Problem to solve: Your answer must be the full set of entries, repeated exactly.

(Collected data entries)

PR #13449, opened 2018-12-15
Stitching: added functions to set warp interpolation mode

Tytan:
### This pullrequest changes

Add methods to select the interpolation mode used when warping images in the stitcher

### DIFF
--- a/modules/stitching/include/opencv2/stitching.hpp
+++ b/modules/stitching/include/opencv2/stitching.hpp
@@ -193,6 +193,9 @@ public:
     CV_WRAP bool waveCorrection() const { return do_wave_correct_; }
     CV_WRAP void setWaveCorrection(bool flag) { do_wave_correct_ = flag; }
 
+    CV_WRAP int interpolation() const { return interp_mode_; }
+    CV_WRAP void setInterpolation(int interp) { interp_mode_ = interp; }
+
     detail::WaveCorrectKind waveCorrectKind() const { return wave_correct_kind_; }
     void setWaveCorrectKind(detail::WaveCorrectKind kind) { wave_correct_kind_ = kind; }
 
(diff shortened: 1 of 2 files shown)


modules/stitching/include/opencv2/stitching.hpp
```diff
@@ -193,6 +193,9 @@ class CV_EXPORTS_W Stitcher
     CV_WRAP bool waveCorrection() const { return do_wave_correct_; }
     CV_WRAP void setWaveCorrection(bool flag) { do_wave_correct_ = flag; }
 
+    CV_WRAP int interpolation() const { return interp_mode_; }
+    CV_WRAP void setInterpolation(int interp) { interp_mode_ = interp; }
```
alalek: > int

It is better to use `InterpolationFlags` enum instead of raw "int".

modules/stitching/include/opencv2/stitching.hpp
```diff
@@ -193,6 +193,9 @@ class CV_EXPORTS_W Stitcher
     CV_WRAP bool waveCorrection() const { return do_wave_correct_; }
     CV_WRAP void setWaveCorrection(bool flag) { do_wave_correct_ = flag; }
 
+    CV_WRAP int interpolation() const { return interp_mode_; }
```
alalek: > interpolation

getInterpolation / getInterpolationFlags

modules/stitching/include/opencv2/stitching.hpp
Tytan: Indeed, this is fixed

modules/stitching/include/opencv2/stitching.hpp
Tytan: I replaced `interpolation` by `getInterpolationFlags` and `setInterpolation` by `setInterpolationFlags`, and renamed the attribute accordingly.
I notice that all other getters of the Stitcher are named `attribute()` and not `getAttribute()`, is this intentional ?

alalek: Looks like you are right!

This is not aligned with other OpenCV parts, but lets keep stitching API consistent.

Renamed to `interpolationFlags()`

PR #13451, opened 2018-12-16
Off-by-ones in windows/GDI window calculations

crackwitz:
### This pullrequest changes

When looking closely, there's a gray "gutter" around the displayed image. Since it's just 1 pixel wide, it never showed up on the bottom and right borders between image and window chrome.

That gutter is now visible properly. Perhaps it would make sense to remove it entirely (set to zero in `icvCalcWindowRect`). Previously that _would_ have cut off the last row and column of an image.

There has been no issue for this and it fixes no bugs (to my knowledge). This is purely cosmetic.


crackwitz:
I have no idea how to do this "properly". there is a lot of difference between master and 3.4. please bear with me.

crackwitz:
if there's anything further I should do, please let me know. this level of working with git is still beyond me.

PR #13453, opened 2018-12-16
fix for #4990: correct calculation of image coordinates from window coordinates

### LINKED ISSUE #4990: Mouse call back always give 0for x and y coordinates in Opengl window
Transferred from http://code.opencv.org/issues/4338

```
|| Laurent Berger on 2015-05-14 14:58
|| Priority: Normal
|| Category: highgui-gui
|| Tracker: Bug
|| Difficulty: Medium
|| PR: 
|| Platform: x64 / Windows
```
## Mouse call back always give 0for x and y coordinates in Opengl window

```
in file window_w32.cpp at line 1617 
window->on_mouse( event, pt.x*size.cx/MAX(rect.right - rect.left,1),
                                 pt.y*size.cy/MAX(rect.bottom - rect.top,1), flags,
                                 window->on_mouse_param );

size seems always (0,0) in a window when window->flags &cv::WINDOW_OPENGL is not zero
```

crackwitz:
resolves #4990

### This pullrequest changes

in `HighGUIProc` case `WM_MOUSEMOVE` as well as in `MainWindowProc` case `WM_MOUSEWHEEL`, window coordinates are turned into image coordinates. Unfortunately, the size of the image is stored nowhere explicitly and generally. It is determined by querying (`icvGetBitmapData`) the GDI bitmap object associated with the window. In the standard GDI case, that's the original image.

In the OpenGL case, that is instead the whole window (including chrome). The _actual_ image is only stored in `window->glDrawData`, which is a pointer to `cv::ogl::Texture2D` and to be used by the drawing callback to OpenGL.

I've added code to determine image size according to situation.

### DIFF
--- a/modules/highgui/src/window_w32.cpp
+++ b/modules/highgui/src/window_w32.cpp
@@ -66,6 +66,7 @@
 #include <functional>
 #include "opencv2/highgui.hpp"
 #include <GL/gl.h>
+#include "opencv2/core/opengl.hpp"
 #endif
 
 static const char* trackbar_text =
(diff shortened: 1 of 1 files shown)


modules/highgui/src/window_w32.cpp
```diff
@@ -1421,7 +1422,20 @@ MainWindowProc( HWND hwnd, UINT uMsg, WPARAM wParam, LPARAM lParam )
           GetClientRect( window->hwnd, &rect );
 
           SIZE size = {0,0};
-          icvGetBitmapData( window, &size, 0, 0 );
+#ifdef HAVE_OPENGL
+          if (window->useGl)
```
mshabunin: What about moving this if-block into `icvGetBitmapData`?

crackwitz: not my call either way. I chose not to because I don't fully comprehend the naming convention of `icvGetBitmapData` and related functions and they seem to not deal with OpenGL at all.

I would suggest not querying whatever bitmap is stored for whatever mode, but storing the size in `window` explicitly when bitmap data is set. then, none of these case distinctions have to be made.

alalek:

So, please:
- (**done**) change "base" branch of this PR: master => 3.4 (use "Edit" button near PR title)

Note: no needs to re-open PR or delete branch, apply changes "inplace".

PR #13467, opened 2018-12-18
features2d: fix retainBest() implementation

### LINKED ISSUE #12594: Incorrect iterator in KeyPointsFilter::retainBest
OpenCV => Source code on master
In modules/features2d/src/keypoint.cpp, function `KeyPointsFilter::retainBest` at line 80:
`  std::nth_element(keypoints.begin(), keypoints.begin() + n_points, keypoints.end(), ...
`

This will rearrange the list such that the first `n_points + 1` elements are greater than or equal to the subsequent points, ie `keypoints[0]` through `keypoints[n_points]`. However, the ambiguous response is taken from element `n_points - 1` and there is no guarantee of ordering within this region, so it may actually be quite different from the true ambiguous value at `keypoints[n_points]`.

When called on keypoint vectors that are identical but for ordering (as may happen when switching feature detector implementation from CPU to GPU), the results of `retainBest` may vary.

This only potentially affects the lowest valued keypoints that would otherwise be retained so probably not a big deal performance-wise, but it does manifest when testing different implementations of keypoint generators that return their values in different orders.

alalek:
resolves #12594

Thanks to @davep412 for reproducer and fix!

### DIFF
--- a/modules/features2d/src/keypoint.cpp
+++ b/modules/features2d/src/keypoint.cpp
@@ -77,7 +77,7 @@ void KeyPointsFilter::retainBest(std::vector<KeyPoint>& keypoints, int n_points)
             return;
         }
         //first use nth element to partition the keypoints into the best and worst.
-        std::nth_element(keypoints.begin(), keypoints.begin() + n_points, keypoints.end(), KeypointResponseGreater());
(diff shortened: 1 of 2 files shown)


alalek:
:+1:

Exercise response:
PR #13449, opened 2018-12-15
Stitching: added functions to set warp interpolation mode

Tytan:
### This pullrequest changes

Add methods to select the interpolation mode used when warping images in the stitcher

### DIFF
--- a/modules/stitching/include/opencv2/stitching.hpp
+++ b/modules/stitching/include/opencv2/stitching.hpp
@@ -193,6 +193,9 @@ public:
     CV_WRAP bool waveCorrection() const { return do_wave_correct_; }
     CV_WRAP void setWaveCorrection(bool flag) { do_wave_correct_ = flag; }
 
+    CV_WRAP int interpolation() const { return interp_mode_; }
+    CV_WRAP void setInterpolation(int interp) { interp_mode_ = interp; }
+
     detail::WaveCorrectKind waveCorrectKind() const { return wave_correct_kind_; }
     void setWaveCorrectKind(detail::WaveCorrectKind kind) { wave_correct_kind_ = kind; }
 
(diff shortened: 1 of 2 files shown)


modules/stitching/include/opencv2/stitching.hpp
```diff
@@ -193,6 +193,9 @@ class CV_EXPORTS_W Stitcher
     CV_WRAP bool waveCorrection() const { return do_wave_correct_; }
     CV_WRAP void setWaveCorrection(bool flag) { do_wave_correct_ = flag; }
 
+    CV_WRAP int interpolation() const { return interp_mode_; }
+    CV_WRAP void setInterpolation(int interp) { interp_mode_ = interp; }
```
alalek: > int

It is better to use `InterpolationFlags` enum instead of raw "int".

modules/stitching/include/opencv2/stitching.hpp
```diff
@@ -193,6 +193,9 @@ class CV_EXPORTS_W Stitcher
     CV_WRAP bool waveCorrection() const { return do_wave_correct_; }
     CV_WRAP void setWaveCorrection(bool flag) { do_wave_correct_ = flag; }
 
+    CV_WRAP int interpolation() const { return interp_mode_; }
```
alalek: > interpolation

getInterpolation / getInterpolationFlags

modules/stitching/include/opencv2/stitching.hpp
Tytan: Indeed, this is fixed

modules/stitching/include/opencv2/stitching.hpp
Tytan: I replaced `interpolation` by `getInterpolationFlags` and `setInterpolation` by `setInterpolationFlags`, and renamed the attribute accordingly.
I notice that all other getters of the Stitcher are named `attribute()` and not `getAttribute()`, is this intentional ?

alalek: Looks like you are right!

This is not aligned with other OpenCV parts, but lets keep stitching API consistent.

Renamed to `interpolationFlags()`

PR #13451, opened 2018-12-16
Off-by-ones in windows/GDI window calculations

crackwitz:
### This pullrequest changes

When looking closely, there's a gray "gutter" around the displayed image. Since it's just 1 pixel wide, it never showed up on the bottom and right borders between image and window chrome.

That gutter is now visible properly. Perhaps it would make sense to remove it entirely (set to zero in `icvCalcWindowRect`). Previously that _would_ have cut off the last row and column of an image.

There has been no issue for this and it fixes no bugs (to my knowledge). This is purely cosmetic.


crackwitz:
I have no idea how to do this "properly". there is a lot of difference between master and 3.4. please bear with me.

crackwitz:
if there's anything further I should do, please let me know. this level of working with git is still beyond me.

PR #13453, opened 2018-12-16
fix for #4990: correct calculation of image coordinates from window coordinates

### LINKED ISSUE #4990: Mouse call back always give 0for x and y coordinates in Opengl window
Transferred from http://code.opencv.org/issues/4338

```
|| Laurent Berger on 2015-05-14 14:58
|| Priority: Normal
|| Category: highgui-gui
|| Tracker: Bug
|| Difficulty: Medium
|| PR: 
|| Platform: x64 / Windows
```
## Mouse call back always give 0for x and y coordinates in Opengl window

```
in file window_w32.cpp at line 1617 
window->on_mouse( event, pt.x*size.cx/MAX(rect.right - rect.left,1),
                                 pt.y*size.cy/MAX(rect.bottom - rect.top,1), flags,
                                 window->on_mouse_param );

size seems always (0,0) in a window when window->flags &cv::WINDOW_OPENGL is not zero
```

crackwitz:
resolves #4990

### This pullrequest changes

in `HighGUIProc` case `WM_MOUSEMOVE` as well as in `MainWindowProc` case `WM_MOUSEWHEEL`, window coordinates are turned into image coordinates. Unfortunately, the size of the image is stored nowhere explicitly and generally. It is determined by querying (`icvGetBitmapData`) the GDI bitmap object associated with the window. In the standard GDI case, that's the original image.

In the OpenGL case, that is instead the whole window (including chrome). The _actual_ image is only stored in `window->glDrawData`, which is a pointer to `cv::ogl::Texture2D` and to be used by the drawing callback to OpenGL.

I've added code to determine image size according to situation.

### DIFF
--- a/modules/highgui/src/window_w32.cpp
+++ b/modules/highgui/src/window_w32.cpp
@@ -66,6 +66,7 @@
 #include <functional>
 #include "opencv2/highgui.hpp"
 #include <GL/gl.h>
+#include "opencv2/core/opengl.hpp"
 #endif
 
 static const char* trackbar_text =
(diff shortened: 1 of 1 files shown)


modules/highgui/src/window_w32.cpp
```diff
@@ -1421,7 +1422,20 @@ MainWindowProc( HWND hwnd, UINT uMsg, WPARAM wParam, LPARAM lParam )
           GetClientRect( window->hwnd, &rect );
 
           SIZE size = {0,0};
-          icvGetBitmapData( window, &size, 0, 0 );
+#ifdef HAVE_OPENGL
+          if (window->useGl)
```
mshabunin: What about moving this if-block into `icvGetBitmapData`?

crackwitz: not my call either way. I chose not to because I don't fully comprehend the naming convention of `icvGetBitmapData` and related functions and they seem to not deal with OpenGL at all.

I would suggest not querying whatever bitmap is stored for whatever mode, but storing the size in `window` explicitly when bitmap data is set. then, none of these case distinctions have to be made.

alalek:

So, please:
- (**done**) change "base" branch of this PR: master => 3.4 (use "Edit" button near PR title)

Note: no needs to re-open PR or delete branch, apply changes "inplace".

PR #13467, opened 2018-12-18
features2d: fix retainBest() implementation

### LINKED ISSUE #12594: Incorrect iterator in KeyPointsFilter::retainBest
OpenCV => Source code on master
In modules/features2d/src/keypoint.cpp, function `KeyPointsFilter::retainBest` at line 80:
`  std::nth_element(keypoints.begin(), keypoints.begin() + n_points, keypoints.end(), ...
`

This will rearrange the list such that the first `n_points + 1` elements are greater than or equal to the subsequent points, ie `keypoints[0]` through `keypoints[n_points]`. However, the ambiguous response is taken from element `n_points - 1` and there is no guarantee of ordering within this region, so it may actually be quite different from the true ambiguous value at `keypoints[n_points]`.

When called on keypoint vectors that are identical but for ordering (as may happen when switching feature detector implementation from CPU to GPU), the results of `retainBest` may vary.

This only potentially affects the lowest valued keypoints that would otherwise be retained so probably not a big deal performance-wise, but it does manifest when testing different implementations of keypoint generators that return their values in different orders.

alalek:
resolves #12594

Thanks to @davep412 for reproducer and fix!

### DIFF
--- a/modules/features2d/src/keypoint.cpp
+++ b/modules/features2d/src/keypoint.cpp
@@ -77,7 +77,7 @@ void KeyPointsFilter::retainBest(std::vector<KeyPoint>& keypoints, int n_points)
             return;
         }
         //first use nth element to partition the keypoints into the best and worst.
-        std::nth_element(keypoints.begin(), keypoints.begin() + n_points, keypoints.end(), KeypointResponseGreater());
(diff shortened: 1 of 2 files shown)


alalek:
:+1:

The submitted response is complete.